### Task objective
Look over the listing below and report how many of its lines contain the string "ProdConBlobFeedUrlPrefix", with no other words.

_ _ _

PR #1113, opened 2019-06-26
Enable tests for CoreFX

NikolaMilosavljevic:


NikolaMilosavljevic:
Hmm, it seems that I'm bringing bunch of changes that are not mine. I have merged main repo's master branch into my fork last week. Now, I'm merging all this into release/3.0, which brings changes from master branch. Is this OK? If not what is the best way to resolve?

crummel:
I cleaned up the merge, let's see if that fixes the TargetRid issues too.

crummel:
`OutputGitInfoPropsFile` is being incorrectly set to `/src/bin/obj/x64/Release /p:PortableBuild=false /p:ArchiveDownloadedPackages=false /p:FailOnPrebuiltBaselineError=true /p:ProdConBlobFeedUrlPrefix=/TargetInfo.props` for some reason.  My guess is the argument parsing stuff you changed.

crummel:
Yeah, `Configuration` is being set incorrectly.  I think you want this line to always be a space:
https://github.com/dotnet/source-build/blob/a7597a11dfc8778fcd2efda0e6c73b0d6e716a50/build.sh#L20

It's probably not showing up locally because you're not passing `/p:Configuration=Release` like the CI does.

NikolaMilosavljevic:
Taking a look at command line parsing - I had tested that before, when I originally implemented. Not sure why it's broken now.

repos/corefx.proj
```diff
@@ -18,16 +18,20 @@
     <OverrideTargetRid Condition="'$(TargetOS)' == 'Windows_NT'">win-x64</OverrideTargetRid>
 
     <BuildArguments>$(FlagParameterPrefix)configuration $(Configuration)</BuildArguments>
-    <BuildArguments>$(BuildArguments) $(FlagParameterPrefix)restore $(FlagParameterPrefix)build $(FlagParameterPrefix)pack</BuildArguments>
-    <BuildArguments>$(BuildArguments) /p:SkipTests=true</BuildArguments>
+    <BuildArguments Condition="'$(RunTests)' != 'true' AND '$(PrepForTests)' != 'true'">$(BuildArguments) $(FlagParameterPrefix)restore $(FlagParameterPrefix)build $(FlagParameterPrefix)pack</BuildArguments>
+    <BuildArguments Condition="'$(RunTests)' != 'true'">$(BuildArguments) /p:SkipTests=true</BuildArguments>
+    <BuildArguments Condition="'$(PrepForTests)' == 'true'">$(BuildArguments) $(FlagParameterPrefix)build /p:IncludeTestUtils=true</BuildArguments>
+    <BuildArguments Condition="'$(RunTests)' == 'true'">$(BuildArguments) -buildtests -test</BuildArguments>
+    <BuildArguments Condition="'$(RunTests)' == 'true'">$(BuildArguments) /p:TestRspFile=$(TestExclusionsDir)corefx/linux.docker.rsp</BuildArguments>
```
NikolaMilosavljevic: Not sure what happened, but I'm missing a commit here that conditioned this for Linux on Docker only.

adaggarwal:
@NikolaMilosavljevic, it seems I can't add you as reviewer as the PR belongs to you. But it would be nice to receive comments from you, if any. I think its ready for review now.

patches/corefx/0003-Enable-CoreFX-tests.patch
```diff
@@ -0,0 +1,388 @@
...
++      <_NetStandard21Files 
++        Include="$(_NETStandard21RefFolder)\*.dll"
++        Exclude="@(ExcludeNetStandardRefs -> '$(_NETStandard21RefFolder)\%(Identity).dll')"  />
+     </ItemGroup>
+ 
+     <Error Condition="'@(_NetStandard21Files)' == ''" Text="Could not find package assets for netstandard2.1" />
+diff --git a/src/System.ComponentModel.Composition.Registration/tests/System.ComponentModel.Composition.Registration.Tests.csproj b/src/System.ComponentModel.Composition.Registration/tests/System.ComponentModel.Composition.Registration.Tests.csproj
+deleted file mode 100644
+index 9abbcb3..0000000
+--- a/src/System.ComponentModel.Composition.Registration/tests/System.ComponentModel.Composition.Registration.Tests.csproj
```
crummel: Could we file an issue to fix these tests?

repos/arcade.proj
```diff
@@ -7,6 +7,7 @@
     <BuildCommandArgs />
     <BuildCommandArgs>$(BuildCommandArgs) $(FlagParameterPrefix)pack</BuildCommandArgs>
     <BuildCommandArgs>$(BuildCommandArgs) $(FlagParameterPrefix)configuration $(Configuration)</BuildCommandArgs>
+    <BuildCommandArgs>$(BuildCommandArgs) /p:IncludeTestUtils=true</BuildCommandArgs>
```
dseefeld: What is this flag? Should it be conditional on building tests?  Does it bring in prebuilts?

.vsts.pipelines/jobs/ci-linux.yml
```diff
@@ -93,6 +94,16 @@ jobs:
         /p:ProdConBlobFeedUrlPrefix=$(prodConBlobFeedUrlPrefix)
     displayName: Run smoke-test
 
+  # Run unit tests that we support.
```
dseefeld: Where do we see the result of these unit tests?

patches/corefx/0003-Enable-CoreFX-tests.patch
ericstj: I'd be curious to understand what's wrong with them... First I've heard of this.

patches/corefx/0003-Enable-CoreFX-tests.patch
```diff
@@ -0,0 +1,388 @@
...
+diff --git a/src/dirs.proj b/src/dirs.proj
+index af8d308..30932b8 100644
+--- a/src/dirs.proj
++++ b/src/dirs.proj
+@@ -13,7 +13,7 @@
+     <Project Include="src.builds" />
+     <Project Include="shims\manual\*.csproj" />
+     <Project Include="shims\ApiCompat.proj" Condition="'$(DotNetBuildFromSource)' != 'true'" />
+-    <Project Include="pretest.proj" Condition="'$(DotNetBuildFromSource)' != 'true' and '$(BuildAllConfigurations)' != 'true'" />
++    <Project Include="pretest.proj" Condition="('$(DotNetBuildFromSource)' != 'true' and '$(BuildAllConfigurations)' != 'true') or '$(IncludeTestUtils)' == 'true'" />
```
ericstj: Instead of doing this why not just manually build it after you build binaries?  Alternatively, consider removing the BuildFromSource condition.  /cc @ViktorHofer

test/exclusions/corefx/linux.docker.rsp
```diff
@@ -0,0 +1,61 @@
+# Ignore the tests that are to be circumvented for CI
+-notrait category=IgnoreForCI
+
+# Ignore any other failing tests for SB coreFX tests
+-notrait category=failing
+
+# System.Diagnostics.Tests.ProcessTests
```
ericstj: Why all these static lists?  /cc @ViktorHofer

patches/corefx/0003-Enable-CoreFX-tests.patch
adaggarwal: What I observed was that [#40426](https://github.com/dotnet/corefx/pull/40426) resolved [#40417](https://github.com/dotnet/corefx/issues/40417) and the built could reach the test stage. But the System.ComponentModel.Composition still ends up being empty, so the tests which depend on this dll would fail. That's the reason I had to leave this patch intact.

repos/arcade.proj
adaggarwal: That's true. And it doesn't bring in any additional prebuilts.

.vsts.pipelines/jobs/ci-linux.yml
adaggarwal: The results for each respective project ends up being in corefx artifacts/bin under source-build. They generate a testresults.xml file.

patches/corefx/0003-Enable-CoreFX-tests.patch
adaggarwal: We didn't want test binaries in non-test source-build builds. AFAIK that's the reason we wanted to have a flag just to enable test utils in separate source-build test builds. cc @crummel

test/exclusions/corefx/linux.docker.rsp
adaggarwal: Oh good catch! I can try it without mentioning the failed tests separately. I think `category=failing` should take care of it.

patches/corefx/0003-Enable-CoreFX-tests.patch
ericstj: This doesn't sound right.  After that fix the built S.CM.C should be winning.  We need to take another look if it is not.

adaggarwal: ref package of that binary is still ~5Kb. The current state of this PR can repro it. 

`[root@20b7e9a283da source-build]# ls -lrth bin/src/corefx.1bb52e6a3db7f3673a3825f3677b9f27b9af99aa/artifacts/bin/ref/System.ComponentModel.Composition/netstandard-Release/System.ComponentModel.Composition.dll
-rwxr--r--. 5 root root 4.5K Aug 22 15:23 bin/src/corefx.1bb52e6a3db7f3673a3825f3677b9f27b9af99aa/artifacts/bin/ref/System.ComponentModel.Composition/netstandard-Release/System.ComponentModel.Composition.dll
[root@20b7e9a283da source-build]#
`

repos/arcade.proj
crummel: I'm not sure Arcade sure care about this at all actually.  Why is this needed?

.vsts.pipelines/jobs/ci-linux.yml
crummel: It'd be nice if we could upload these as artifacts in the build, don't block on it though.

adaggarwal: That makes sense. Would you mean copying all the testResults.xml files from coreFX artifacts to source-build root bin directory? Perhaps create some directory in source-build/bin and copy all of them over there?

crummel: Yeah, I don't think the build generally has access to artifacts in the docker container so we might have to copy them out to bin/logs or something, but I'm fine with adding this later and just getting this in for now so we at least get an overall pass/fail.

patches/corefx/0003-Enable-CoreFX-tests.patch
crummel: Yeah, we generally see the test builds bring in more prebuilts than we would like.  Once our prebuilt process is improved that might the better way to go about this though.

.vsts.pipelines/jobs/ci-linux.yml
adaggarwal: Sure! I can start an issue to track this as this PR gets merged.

_ _ _

### Written answer
2